#### Data for this task:
PR #1602, opened 2024-08-28
PlayerReady: Extended Syncing

TimGoll:
As discussed with @mexikoedi, I made `GM:TTT2PlayerReady` fully shared to be used in his #1600 PR. This might cause issues with third party addons, but at least for our addons, the change is fine. And I'm pretty sure nobody else is using that hook anyway.

To test:
- is `GM:SetupMove` only called for the local player on clients? I think so, but it has to be confirmed
- does this work at all?
- is every player on the client marked as ready, no matter the order in which the players connected?

### DIFF
--- a/gamemodes/terrortown/gamemode/client/cl_player_ext.lua
+++ b/gamemodes/terrortown/gamemode/client/cl_player_ext.lua
@@ -284,7 +284,9 @@ end
 net.Receive("TTT2NotifyPlayerReadyOnClients", function()
     local ply = net.ReadPlayer()
 
-    if not IsValid(ply) then return end
+    if not IsValid(ply) then
+        return
+    end
 
     ply.isReady = true
 
--- a/gamemodes/terrortown/gamemode/client/cl_player_ext.lua
+++ b/gamemodes/terrortown/gamemode/client/cl_player_ext.lua
@@ -252,7 +252,13 @@ function GM:SetupMove(ply, mv, cmd)
         return
     end
 
-    ply.isReady = true
+    -- we make the assumption that every player, that already is connected
+    -- is ready. We can't tell for sure, but this is the best we can do here
+    local plys = player.GetAll()
+
+    for i = 1, #plys do
+        plys[i].isReady = true
+    end
 
     net.Start("TTT2SetPlayerReady")
     net.SendToServer()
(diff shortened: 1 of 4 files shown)


mexikoedi:
So I tested a bit around with a friend:
1) Yes.
2) Seems to work, yes.
3) Couldn't test it.

TimGoll:
> So I tested a bit around with a friend:
> 
> 1. Yes.
> 2. Seems to work, yes.
> 3. Couldn't test it.

If 1 and 2 are fine, number 3 works as well. Thank you so much! Then this is ready to review and we can finish your other PR after the merge.

TimGoll:
Any feedback on this PR?

gamemodes/terrortown/gamemode/client/cl_player_ext.lua
```diff
@@ -252,7 +252,13 @@ function GM:SetupMove(ply, mv, cmd)
...
     end
 
-    ply.isReady = true
+    -- we make the assumption that every player, that already is connected
+    -- is ready. We can't tell for sure, but this is the best we can do here
+    local plys = player.GetAll()
+
+    for i = 1, #plys do
+        plys[i].isReady = true
+    end
```
Histalek, line 261: (no action needed, just me rambling)

I see why this assumption is necessary, but i don't like that this might be wrong for quite some time depending on the circumstances.

Given that i don't know if a more accurate (but more complex) system would give us any benefits i'm fine with it.

gamemodes/terrortown/gamemode/shared/sh_player_ext.lua
```diff
@@ -1067,6 +1067,9 @@ end
 -- Returns whether the player is ready. A player is ready when he is able to look
 -- around and move (first call of @{GM:SetupMove}). A bot player is always considered
 -- as ready.
+-- @note If called on the client, it is only 100% reliable for the local player. While the
+-- restult for other players is most likely still true, it can have some issues in certain
+-- scenarios.
```
Histalek, line 1072: (optional)

I personally would bump this up to a warning as this is an unexpected caveat and might trip people up more than necessary.

Histalek (approved):

gamemodes/terrortown/gamemode/client/cl_player_ext.lua
TimGoll: I thought about this for a while and I'm not sure if there is any good solution for that. Then again, the usecase for IsReady on the client is almost always for the client itself. And for the client the state is reliable.

Moreover it is 100% reliable on the server as well and this is where it matters the most. Therefore I think this issue is neglectable.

#### What is needed:
Look for "other" in each line of the material, then copy the lines where it is found.

#### Output for this exercise:
If 1 and 2 are fine, number 3 works as well. Thank you so much! Then this is ready to review and we can finish your other PR after the merge.
+-- restult for other players is most likely still true, it can have some issues in certain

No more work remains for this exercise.